恋愛ドラマの女王・北川悦吏子の新境地! 進化系イケメンドラマ『運命に、似た恋』が面白い

 NHKで金曜夜10時から放送されている『運命に、似た恋』が、どんどん面白くなってきている。本作は、原田知世が演じる高校生の息子がいる45歳のシングルマザー・桜井香澄(カスミ)と斎藤工が演じる一流デザイナーの小沢勇凛(ユーリ)のラブストーリー。脚本は、連続ドラマは久しぶりとなる恋愛ドラマの女王・北川悦吏子。『セカンドバージン』や『はつ恋』など、NHKは大人の女性と年下のイケメン男性のラブストーリーを作り続け、大石静や中園ミホといった女性脚本家の新境地を切り開いてきた。

 本作もまた、その流れを汲む大人のラブストーリーだと言える。しかし、そこは『ロングバケーション』(フジテレビ系)を筆頭に数々の名作恋愛ドラマを紡いできた北川悦吏子だけあって、一筋縄ではいかない作品となっている。

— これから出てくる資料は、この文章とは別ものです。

PR #29, opened 2024-09-06
This commit adds an extension type, datetime, to Cedar Go.

apg:
See _pending_ [RFC 80](https://github.com/strongdm/cedar-rfcs/blob/datetime-rfc/text/0080-datetime-extension.md) for details.

This PR does not add the duration type, nor the methods `toTime()`, `offset()`, or `durationSince()` that would require it.

This PR adds operator overloading, by introducing a set of "Virtual" comparison Evaler. Types that can overload operators must implement the `Lesser` interface. Long and Datetime are implemented in this PR. (Note: It is expected that there will be a Decimal operator overload RFC at some later date, but that is not hooked into this)

The now obsolete Evalers for Long comparisons have not been removed. A possible improvement to this PR would be to utilize them when it is known that Longs are on the right and left side.

The datetime itself is backed by an int64, and can be lifted from a Go `time.Time`, integer or float "unsafely."

### DIFF
--- a/types/datetime.go
+++ b/types/datetime.go
@@ -171,7 +171,6 @@ func ParseDatetime(s string) (Datetime, error) {
 		}
 	}
 
-	fmt.Printf("WE'RE HERE: %s\n", s[i:length])
 
 	if i >= length {
 		return Datetime{}, fmt.Errorf("%w: expected timezone indicator", ErrDatetime)
--- a/types/datetime.go
+++ b/types/datetime.go
@@ -2,6 +2,7 @@ package types
 
 import (
 	"encoding/json"
+	"errors"
 	"fmt"
 	"strconv"
 	"time"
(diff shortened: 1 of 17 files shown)


types/datetime.go
```diff
@@ -0,0 +1,267 @@
...
+			}
+
+			milli = 100*int(rune(s[i])-'0') + 10*int(rune(s[i+1])-'0') + int(rune(s[i+2])-'0')
+			i = i + 3
+		} else {
+			return Datetime{}, fmt.Errorf("%w: invalid millisecond", ErrDatetime)
+		}
+	}
+
+	fmt.Printf("WE'RE HERE: %s\n", s[i:length])
```
apg, line 174:
```suggestion
```

types/datetime.go
```diff
@@ -0,0 +1,266 @@
...
+	return []byte(`datetime("` + a.String() + `")`)
+}
+
+func (a Datetime) String() string {
+	return time.UnixMilli(a.Value).UTC().Format("2006-01-02T15:04:05.000Z")
+}
+
+func (a Datetime) UnmarshalJSON(b []byte) error {
+	// TODO
+	return nil
```
apg, line 250: Apparently got a bit ahead of myself. Implementing now.

apg:
Whoops. I meant to open this on the strongdm/cedar-go branch. Closing.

 最初に本作が面白いと思ったのは、ユーリがカスミと話している時になりゆきで「壁ドン」のポーズになった場面。「あの~これ、壁ドン…知ってますか? あの~これ、壁じゃなくて車だから車ドン。二年前くらいに前に流行ったんです。ちまたで。テレビとかで」と照れながら斎藤工に言わせているのを見て、これはただのイケメンドラマではないなと思った。

 斎藤工は『昼顔~平日午後3時の恋人たち~』以下、『昼顔』(フジテレビ系)で、上戸彩が演じる主婦と不倫する教師を演じてブレイクしたイケメン俳優だ。『昼顔』以降、バラエティ番組などの露出も増えた斎藤は、イケメン俳優として世間に注目されることに対する困惑を度々語っている。そんな斎藤自身の姿と、真面目に仕事をしているのに、外見だけで評価されることに苛立つユーリの姿はどこか重なって見える。

 面白いテレビドラマは、演者と役が抱えている悩みや心境をうまくシンクロしていることが多い。それがうまく重なると、虚構性と生々しさが作品に宿ることになるのだが、そんなフィクションとドキュメンタリ-の二重性を演じさせた時にもっとも面白い女優こそが、カスミを演じている原田知世だろう。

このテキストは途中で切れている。